Selbst in der nettesten RO Truppe sah ich beim "er soll nur Kontakte und Spass haben Hund", Herrchen ohne Ehrgeiz verbotener weise Leine rucken, weil der grosse Hund nicht ordentlich die Rechtsdrehung vollzog.
Ohne menschlichem Ehrgeiz ist der noch so taltentierteste Hund bald ein Hund, der die Abgänge überspring, aus dem Parcours läuft, nicht sauber Fuss geht, nicht liebgenbleibt...obwohl...das hatter ja gelernt, das kanner ja...
Oder nicht sauber in der RH Prüfung anzeigt, schlimmstenfalls demotiviert bei zuvile Ehrgeiz sich nicht mehr löst in der Flächensuche, oder bei zu wenig Erhgeiz für die (dumme) UO Prüfung in der RH Arbeit dort Fehler macht, nicht zum 100 sten mal sauber den Toitlieger verbellt oder weiss der Geier.
Spätestens dann, geht auch dem unehrgeizigsten Hundeführer die Pumpe...
Auch die "Trainerin" mit absolut saumiserabel ausgebildeten Hund, die ganz ohne Ehrgeiz
eine grosse Gruppe von Hundeleuten trainiert!, hat Ehrgeiz..

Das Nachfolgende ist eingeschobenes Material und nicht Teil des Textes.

PR #671, opened 2016-05-04
Address warnings with capstone_static_winkernel

tandasat:
This update solves all warnings when capstone_static_winkernel is compiled on VS2013 or VS2015.

It is done by updating code a6609fede895063c62b2ef5710dbc4e473924347, and lowering a warning level of the capstone_static_winkernel project to 3 193cdb4f3e345c46b25c095ff1c8c845dd3b5d8e, which is the same as capstone_dll and capstone_static projects.


aquynh:
merged, thanks!

tandasat:
Awesome! Thank you.

Issue #676, opened 2016-05-08
`m68k` header very unorthogonal


ibabushkin:
I am currently working on updated Haskell bindings for the upcoming release, and binding to the new header `include/capstone/m68k.h` proved more difficult than assumed. The issue isn't just the fact that the architecture in question is CISC and thus more complicated than the RISC instruction sets we support, but also the fact that the new header is different in coding style, poorly documented and in some cases highly unorthogonal.

Examples:
For most architectures, we have a tagged union in the `cs_<arch>_op` struct, that holds information on an instruction's operands. The tags are elements of the `<arch>_op_type` enum.
If there is not one-to-one correspondence between enum values and union members, it's noted in the comments, otherwise the connection is trivially clear. For instance, on MIPS:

Jetzt nur noch, den Hund in der Kiste ruhig zu halten und zu erklären, dass der Hund dann nach dem Training "trainiert" würde........jappppp
Einzig in der Hausfrauen Agi Truppe, die ich vor vielen Jahren übernahm, sah ich Hundehalter ohne Ehrgeiz....bis.....der Hund eben einfach so unterirdisch "Agi-Stangen" umwarf, dass auch der Fun-Faktor für gar niemanden mehr gegeben war, dann schlug es immer um: Hund ist schuld. Denn der kann es ja, denn der nur spasshabende unehrgeizige Mensch hat das wohl mal aber sowas von gut erklärt...dem Hund...also hat den Hund ausgebildet. Und dann muss er das doch könne, war ja schliesslich ohne Ehrgeiz....
Und dann werden am Hund eigenen Frustmomente abgearbeitet.
Und da ich das als Trainer nichts zulies, hat sich die Gemeinschaft der "Tanten" ohne Ehrgeiz, die alles konnten, aber nichts zustande brachten aufgelöst und ich hatte plötzlich eine saubere kleine Gemeinde mit Leuten, die Spass am Hundesport hatten, einen gesunden Ehrgeiz und nicht ihren Frust an ihren Hunden ausliessen, sondern trainierten....mit Ehrgeiz....
Ehrgeiz bedeutet nicht neidisch zu sein auf die Leitungen von "stärkeren" Teams. Erhrgeiz ist die Triebfeder zu Leistung.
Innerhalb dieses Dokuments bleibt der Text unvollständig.